Search the records below for the word "which". Copy each line where it occurs.

→ **Provided data**
----------
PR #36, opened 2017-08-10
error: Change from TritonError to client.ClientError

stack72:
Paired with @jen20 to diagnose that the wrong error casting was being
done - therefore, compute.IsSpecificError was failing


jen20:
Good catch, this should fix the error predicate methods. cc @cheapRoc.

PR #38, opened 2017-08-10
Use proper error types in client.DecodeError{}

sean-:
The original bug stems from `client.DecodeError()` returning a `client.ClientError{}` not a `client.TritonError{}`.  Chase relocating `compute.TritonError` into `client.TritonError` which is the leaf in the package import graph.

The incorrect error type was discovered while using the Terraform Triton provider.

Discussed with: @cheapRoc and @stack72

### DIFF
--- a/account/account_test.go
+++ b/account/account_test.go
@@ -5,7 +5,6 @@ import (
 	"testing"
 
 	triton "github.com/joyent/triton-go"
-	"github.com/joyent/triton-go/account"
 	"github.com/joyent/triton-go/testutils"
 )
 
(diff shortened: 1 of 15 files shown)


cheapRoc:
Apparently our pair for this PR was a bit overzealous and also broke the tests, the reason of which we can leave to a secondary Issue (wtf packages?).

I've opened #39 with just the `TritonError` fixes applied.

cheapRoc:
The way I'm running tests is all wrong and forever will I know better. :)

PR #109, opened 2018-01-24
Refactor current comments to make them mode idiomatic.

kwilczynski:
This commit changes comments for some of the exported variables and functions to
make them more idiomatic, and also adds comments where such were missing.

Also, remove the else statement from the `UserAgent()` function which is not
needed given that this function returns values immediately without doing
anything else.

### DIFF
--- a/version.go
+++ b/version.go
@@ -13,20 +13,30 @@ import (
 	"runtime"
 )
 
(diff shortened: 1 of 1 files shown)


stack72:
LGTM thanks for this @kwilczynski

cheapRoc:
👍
----------
→ **Reply**
The original bug stems from `client.DecodeError()` returning a `client.ClientError{}` not a `client.TritonError{}`.  Chase relocating `compute.TritonError` into `client.TritonError` which is the leaf in the package import graph.
Apparently our pair for this PR was a bit overzealous and also broke the tests, the reason of which we can leave to a secondary Issue (wtf packages?).
Also, remove the else statement from the `UserAgent()` function which is not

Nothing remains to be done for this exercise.